Data excerpts Block Start
PR #10458, opened 2022-04-27
Added random.orthogonal and random.unitary.

carlosgmartin:


jax/_src/random.py
```diff
@@ -14,7 +14,7 @@
 
 
 from functools import partial
-from typing import Any, Optional, Sequence, Union
+from typing import Any, Optional, Sequence, Union, Tuple
```
jakevdp, line 17: Please alphabetize imports

jax/_src/random.py
```diff
@@ -1595,3 +1595,50 @@ def threefry_2x32(keypair, count):
...
+  Args:
+    key: a PRNG key used as the random key.
+    n: an integer indicating the resulting dimension.
+    shape: optional, the batch dimensions of the result. Default ().
+    dtype: optional, a float dtype for the returned values (default float64 if
+      jax_enable_x64 is true, otherwise float32).
+
+  Returns:
+    A random array with the specified shape and dtype.
+  """
```
jakevdp, line 1616: Please call `_check_shape()` here to validate the shape; same below.

Also we should validate `n` with `core.concrete_or_error(operator.index, ...)`

jax/_src/random.py
```diff
@@ -1595,3 +1595,50 @@ def threefry_2x32(keypair, count):
...
+  z = normal(key, shape + (n, n), dtype)
```
jakevdp, line 1617: Since `check_shape` lets through arbitrary sequences, it's a bit safer to replace `shape + (n, n)` with `(*shape, n, n)`

jax/_src/random.py
```diff
@@ -1595,3 +1595,50 @@ def threefry_2x32(keypair, count):
...
+    key: a PRNG key used as the random key.
+    n: an integer indicating the resulting dimension.
+    shape: optional, the batch dimensions of the result. Default ().
+    dtype: optional, a float dtype for the returned values (default float64 if
+      jax_enable_x64 is true, otherwise float32).
+
+  Returns:
+    A random array with the specified shape and dtype.
+  """
+  a, b = normal(key, (2,) + shape + (n, n), dtype)
```
jakevdp, line 1640: same comments as above: validate `shape` and `n`, and use `(2, *shape, n, n)`

jakevdp (changes requested):
This is a great start! A few comments on the implementations below. Also before we merge this we'll need a few more things:

- [x] We need tests of these functions. You can model them after existing tests in `tests/random_test.py`
- [x] To ensure the functions are available in the `jax.random` module, we'll need to import them in `jax/random.py`
- [x] To ensure the new functions are in the HTML docs, we'll need to add them to the list in `docs/jax.random.rst`
- [x] Finally, we should add an entry to `CHANGELOG.md` announcing this new feature.

Thanks for working on this!

carlosgmartin:
@jakevdp Not sure why `pytest -n auto tests/random_test.py` says `RuntimeError: INVALID_ARGUMENT: shape has invalid element type:` [blank].

CHANGELOG.md
```diff
@@ -44,6 +44,7 @@ PLEASE REMEMBER TO CHANGE THE '..main' WITH AN ACTUAL TAG in GITHUB LINK.
     is not of an integer type, matching the behavior of
     {func}`numpy.diag`. Previously non-integer `k` was silently
     cast to integers.
+  * {func}Added `jax.random.orthogonal` and `jax.random.unitary`.
```
jakevdp, line 47:
```suggestion
  * Added {func}`jax.random.orthogonal` and {func}`jax.random.unitary`.
```

jax/_src/random.py
```diff
@@ -1614,15 +1614,17 @@ def orthogonal(
   Returns:
     A random array with the specified shape and dtype.
   """
-  z = normal(key, shape + (n, n), dtype)
+  _check_shape("orthogonal", shape)
+  n = core.concrete_or_error(int, n, "The error occurred in jax.random.orthogonal()")
```
jakevdp, line 1618: Let's use `operator.index` instead of `int` - it will error instead of round if the input is a float.

jax/_src/random.py
```diff
@@ -1637,7 +1639,9 @@ def unitary(
   Returns:
     A random array with the specified shape and dtype.
   """
-  a, b = normal(key, (2,) + shape + (n, n), dtype)
+  _check_shape("unitary", shape)
+  n = core.concrete_or_error(int, n, "The error occurred in jax.random.unitary()")
```
jakevdp, line 1643: `operator.index`

tests/random_test.py
```diff
@@ -1032,6 +1032,38 @@ def testLogistic(self, dtype):
     for samples in [uncompiled_samples, compiled_samples]:
       self._CheckKolmogorovSmirnovCDF(samples, scipy.stats.logistic().cdf)
 
+  @parameterized.named_parameters(jtu.cases_from_list(
+      {"testcase_name": "_n={}_shape={}_dtype={}"\
```
jakevdp, line 1036: For better test names, we usually use `jtu.format_shape_dtype_string`; see e.g. https://github.com/google/jax/blob/ab37701ce3e6973ea7be1d549ae4d0d7ca9ee826/tests/lax_numpy_test.py#L979

tests/random_test.py
```diff
@@ -1032,6 +1032,38 @@ def testLogistic(self, dtype):
...
+  def testOrthogonal(self, n, shape, dtype):
+    key = self.seed_prng(0)
+    q = random.orthogonal(key, n, shape, dtype)
+    assert q.shape == (*shape, n, n)
+    with jax.numpy_rank_promotion('allow'):
+      assert jnp.allclose(jnp.einsum('...ij,...jk->...ik', q, q.swapaxes(-2, -1)), jnp.eye(n), atol=1e-6)
+
+  @parameterized.named_parameters(jtu.cases_from_list(
+      {"testcase_name": "_n={}_shape={}_dtype={}"\
+       .format(n, shape, dtype),
```
jakevdp, line 1053: `format_shape_dtype_string` here as well, please.

jax/_src/random.py
```diff
@@ -1595,3 +1595,54 @@ def threefry_2x32(keypair, count):
...
+
+  Args:
+    key: a PRNG key used as the random key.
+    n: an integer indicating the resulting dimension.
+    shape: optional, the batch dimensions of the result. Default ().
+    dtype: optional, a float dtype for the returned values (default float64 if
+      jax_enable_x64 is true, otherwise float32).
+
+  Returns:
+    A random array with the specified shape and dtype.
```
jakevdp, line 1615: It may be useful to spell-out what the output shape is. From the docstring alone, I don't think I'd guess that the output is of shape `(*shape, n, n)`. Same with the `unitary` docstring.

jakevdp (changes requested):
Looks great! Just a few last minor comments.

Also, once you've made the additional changes, please squash all changes into a single commit; see https://jax.readthedocs.io/en/latest/contributing.html#single-change-commits-and-pull-requests

carlosgmartin:
@jakevdp Any idea how to fix the aforementioned test error?

jax/_src/random.py
```diff
@@ -1595,3 +1596,54 @@ def threefry_2x32(keypair, count):
...
+    dtype: optional, a float dtype for the returned values (default float64 if
+      jax_enable_x64 is true, otherwise float32).
+
+  Returns:
+    A random array of shape (*shape, n, n) and specified dtype.
+  """
+  _check_shape("unitary", shape)
+  n = core.concrete_or_error(index, n, "The error occurred in jax.random.unitary()")
+  a, b = normal(key, (2, *shape, n, n), dtype)
+  z = a + b * 1j
```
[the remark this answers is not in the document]
jakevdp: Sure, a single function sounds good.

tests/random_test.py
```diff
@@ -1032,6 +1032,22 @@ def testLogistic(self, dtype):
...
+       "n": n,
+       "shape": shape,
+       "dtype": dtype}
+      for n in range(5)
+      for shape in [(), (5,), (10, 5)]
+      for dtype in jtu.dtypes.floating + jtu.dtypes.complex))
+  def testOrthogonal(self, n, shape, dtype):
+    key = self.seed_prng(0)
+    q = random.orthogonal(key, n, shape, dtype)
+    assert q.shape == (*shape, n, n)
```
jakevdp, line 1047: Let's add an assertion that `q.dtype` is equal to the requested dtype.

jax/_src/random.py
```diff
@@ -1595,3 +1596,29 @@ def threefry_2x32(keypair, count):
...
   return prng.threefry_2x32(keypair, count)
+
+def orthogonal(
+  key: KeyArray,
+  n: int,
+  shape: Sequence[int] = (),
+  dtype: DTypeLikeFloat = dtypes.float_
+) -> jnp.ndarray:
+  """Sample uniformly from the orthogonal group O(n). If the specified
+    dtype is complex, sample uniformly from the unitary group U(n).
```
jakevdp, line 1607: Docstrings should start with a single summary line, and then use a new paragraph for any additional summary, aligned with the left side of the triple quote. You can see examples of this in other functions in this file, e.g.  https://github.com/google/jax/blob/0b470361dac51fb4f5ab2f720f1cf35e442db005/jax/_src/random.py#L109-L122

tests/random_test.py
```diff
@@ -1032,6 +1032,23 @@ def testLogistic(self, dtype):
...
+    assert q.dtype == dtype
```
jakevdp, line 1048: For both of these, please use `self.assertEqual` rather than a raw assert

tests/random_test.py
```diff
@@ -1032,6 +1032,23 @@ def testLogistic(self, dtype):
...
+    with jax.numpy_rank_promotion('allow'):
+      assert jnp.allclose(jnp.einsum('...ij,...jk->...ik', q, jnp.conj(q).swapaxes(-2, -1)), jnp.eye(n, dtype=dtype), atol=1e-6)
```
jakevdp, line 1050: Please use `self.assertAllClose`

jakevdp (changes requested):

jax/_src/random.py
```diff
@@ -1595,3 +1596,30 @@ def threefry_2x32(keypair, count):
...
+
+  Args:
+    key: a PRNG key used as the random key.
+    n: an integer indicating the resulting dimension.
+    shape: optional, the batch dimensions of the result. Default ().
+    dtype: optional, a float dtype for the returned values (default float64 if
+      jax_enable_x64 is true, otherwise float32).
+
+  Returns:
+    A random array of shape (*shape, n, n) and specified dtype.
```
jakevdp, line 1618: This line is the source of the readthedocs error
```suggestion
    A random array of shape `(*shape, n, n)` and specified dtype.
```

jakevdp:
I'm not sure how fast the empty qr bug is going to be fixed; if you want to land this sooner, you could catch the `n == 0` case and return the empty matrix directly.

jakevdp (approved):
Looks great, thanks!

jakevdp:
QR issue should be fixed in https://github.com/google/jax/pull/10495

tests/random_test.py
```diff
@@ -1032,6 +1032,27 @@ def testLogistic(self, dtype):
...
+  def testOrthogonal(self, n, shape, dtype):
+    key = self.seed_prng(0)
+    q = random.orthogonal(key, n, shape, dtype)
+    self.assertEqual(q.shape, (*shape, n, n))
+    self.assertEqual(q.dtype, dtype)
+    with jax.numpy_rank_promotion('allow'):
+      self.assertAllClose(
+        jnp.einsum('...ij,...jk->...ik', q, jnp.conj(q).swapaxes(-2, -1)),
+        jnp.broadcast_to(jnp.eye(n, dtype=dtype), (*shape, n, n)),
+        atol=1e-6,
```
jakevdp, line 1053: This test is failing on TPU backends; I suspect it might be because you set `atol` to a constant, which overrides the default behavior of adjusting the tolerance to fit the particular backend and dtype. Can we try removing this?

We may need to adjust the tolerance further for TPU backends, I'm not sure.

jakevdp:
Thanks!

PR #10466, opened 2022-04-27
[sparse] implement sparse rule for lax.concatenate_p

jakevdp:
The cool thing is that because we've already implemented `broadcast_in_dim`, this makes the sparsify transform able to handle a number of numpy APIs, e.g. `jnp.concatenate`, `jnp.stack`, `jnp.vstack`, `jnp.dstack`, `jnp.hstack`, etc.


froystig (approved):
nice!

PR #10468, opened 2022-04-27
[remove-units] prevent remat's partial eval from introducing units

mattjj:
Even though 'old' remat will someday soon be replaced by 'new' remat in ad_checkpoint.py, we want to get rid of units first so we need to update the old thing. (Almost paradoxically, one of the main reasons to get rid of units is to make upgrading to 'new' remat easier...)

Nothing surprising here: we just had to update remat's partial eval rule from using trace_to_jaxpr to use trace_to_jaxpr_nounits, and then follow up on all the consequences.


froystig (approved):

froystig:
Just add `_nounits`!

PR #10469, opened 2022-04-28
[remove-units] prevent pjit partial eval from dealing with units

mattjj:
`pjit`'s partial eval rule used `partial_eval_jaxpr`, which would produce jaxprs with units, even though it would then do some work to prune the units away.

This PR switches to using `partial_eval_jaxpr_nounits`, so the rule need not ever deal with units in the first place! It should solve the caching TODO as well.

### DIFF
--- a/jax/experimental/pjit.py
+++ b/jax/experimental/pjit.py
@@ -49,7 +49,8 @@ from jax._src.tree_util import prefix_errors
 from jax._src import util
 from jax._src.util import (
     HashableFunction, safe_map, safe_zip, wrap_name, wraps,
-    distributed_debug_log, split_list, cache, tuple_insert, weakref_lru_cache)
+    distributed_debug_log, split_list, cache, tuple_insert, weakref_lru_cache,
+    merge_lists)
 
 class _FromGdaSingleton:
   pass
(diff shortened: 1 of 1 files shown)


jax/experimental/pjit.py
```diff
@@ -803,21 +804,15 @@ def _pjit_partial_eval(trace, *in_tracers,
...
   unknown_outs = tuple(unknown_outs)
   known_outs = tuple(not uk for uk in unknown_outs)
-  num_residuals = len(raw_known_jaxpr.jaxpr.outvars) - len(unknown_outs)
+  num_residuals = len(res_avals)
 
   def keep_where(l, should_keep):
     return tuple(x for x, keep in zip(l, should_keep) if keep)
 
-  # Prepare the known jaxpr
-  # TODO(apaszke): map_jaxpr will break caching!
```
sharadmv, line 816: Did you kill this TODO as well?

jax/experimental/pjit.py
```diff
@@ -850,18 +845,16 @@ def keep_where(l, should_keep):
...
   residual_tracers = [trace.new_instantiated_const(residual) for residual in residual_vals]
 
-  # Prepare the unknown jaxpr
-  # TODO(apaszke): map_jaxpr will break caching!
-  unknown_jaxpr = raw_unknown_jaxpr.map_jaxpr(lambda jaxpr: pe._drop_vars(
-      jaxpr,
-      drop_ins=known_ins + (False,) * num_residuals,
-      drop_outs=known_outs))
+  # The convention of partial_eval_jaxpr_nounits is to place residual binders
+  # at the front of the jaxpr produced, so we move them here.
```
sharadmv, line 855: Maybe a tiny bit more here, e.g.:
```python
# The convention of partial_eval_jaxpr_nounits is to place residual binders
# at the front of the jaxpr produced, so we move them to the back since later
# we'll pass the residual tracers into the primitive after the unknown tracers.
```

sharadmv (approved):
LGTM

jax/experimental/pjit.py
mattjj: Yep! No more `map_jaxpr`, and the jaxpr munging functions here are all cached.

jax/experimental/pjit.py
mattjj: SG!

PR #10471, opened 2022-04-28
docs: replace all `git.io` links with their actual URLs

SukkaW:
All links on git.io will stop redirecting after April 29, 2022: https://github.blog/changelog/2022-04-25-git-io-deprecation/

> We will be removing all existing link redirection from git.io on April 29, 2022.

Replace all git.io links with their actual URLs.


hawkinsp (changes requested):
I think I would revert the changes to the SVG files, because it breaks the rendering of the image. We would need to regenerate them instead.

Thanks!

PR #10489, opened 2022-04-29
[remove-units] don't use abstract_unit for dropvar avals

mattjj:
Partial evaluation using `JaxprTrace` constructs a jaxpr by first, during tracing, building a kind of bipartite graph between `JaxprTracer`s and [`Recipe`s](https://github.com/google/jax/blob/cdd11670959b930e01d23199fadb32b183f03ca5/jax/interpreters/partial_eval.py#L530). The `JaxprTracer`s have references to the `Recipe` which constructs them, and the common `JaxprEqnRecipe`s in turn have references to the `JaxprTracer`s corresponding to both their inputs and outputs. More precisely, to avoid strong reference cycles, the `JaxprEqnRecipe`s hold weak references to their output `JaxprTracer`s. That provides a memory optimization: when user code drops a reference to a `JaxprTracer`, e.g. by a variable going out of scope, its memory can be reclaimed just like a user may expect from Python's usual reference counting operational semantics, as if there were no AD going on.

Before this PR, that led to a funny typing issue: while unused `JaxprTracer`s could go out of scope before the trace completed, we still might have variables in the jaxpr being formed which correspond to those `JaxprTracer`s, and yet since we relied on the `JaxprTracer` instance to get the aval for use as a type annotation in the jaxpr, we wouldn't be able to annotate the variable's type! We used a catch-all fallback: we used a special variable `DropVar` (pretty-printed like `_`) and, since we didn't have a type available, used an `AbstractUnit` type, pretty-printed like `*`. So the jaxpr would get let-binders which pretty-printed as `_:*`.

This had a funny downstream effect on autodiff: transpose rules could get `ad_util.Zero(core.abstract_unit)` instances passed in as their cotangent arguments, despite that not matching the type of the tangent output!

Here we fixed the issue simply by tracking the output type separately on the `JaxprEqnRecipe`, rather than relying on reading it from the weakly referenced `JaxprTracer` instances.

### DIFF
--- a/jax/interpreters/partial_eval.py
+++ b/jax/interpreters/partial_eval.py
@@ -554,7 +554,7 @@ class JaxprTracer(Tracer):
   @property
   def parents(self) -> Sequence[JaxprTracer]:
     if isinstance(self.recipe, JaxprEqnRecipe):
-      return self.recipe.invars
+      return self.recipe.in_tracers
     else:
       return []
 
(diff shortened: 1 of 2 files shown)


jax/interpreters/partial_eval.py
```diff
@@ -655,53 +655,47 @@ def instantiate_const_at(trace: JaxprTrace, instantiate: bool, tracer):
...
                   recipe: JaxprEqnRecipe) -> core.JaxprEqn:
-  _, in_tracers, out_tracer_refs, primitive, params, effects, source_info = recipe
-  out_tracers = [t_ref() for t_ref in out_tracer_refs]
+  (_, in_tracers, out_tracer_refs, out_avals, prim, params, eff, src) = recipe
   invars  = [getvar(t) for t in in_tracers]
-  outvars = [DropVar(core.abstract_unit) if t is None
-             else cast(Var, getvar(t)) for t in out_tracers]
-  return new_jaxpr_eqn(invars, outvars, primitive, params, effects, source_info)
+  out_tracers = [t_ref() for t_ref in out_tracer_refs]
+  outvars = [DropVar(a) if t is None else getvar(t)  # type: ignore
```
sharadmv, line 696: Nice!

sharadmv (approved):
The less units the better!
Data excerpts Block End
| Your assignment |
The lines above that hold the word "params" are the ones to copy.

| The answer |
-  _, in_tracers, out_tracer_refs, primitive, params, effects, source_info = recipe
+  (_, in_tracers, out_tracer_refs, out_avals, prim, params, eff, src) = recipe
-  return new_jaxpr_eqn(invars, outvars, primitive, params, effects, source_info)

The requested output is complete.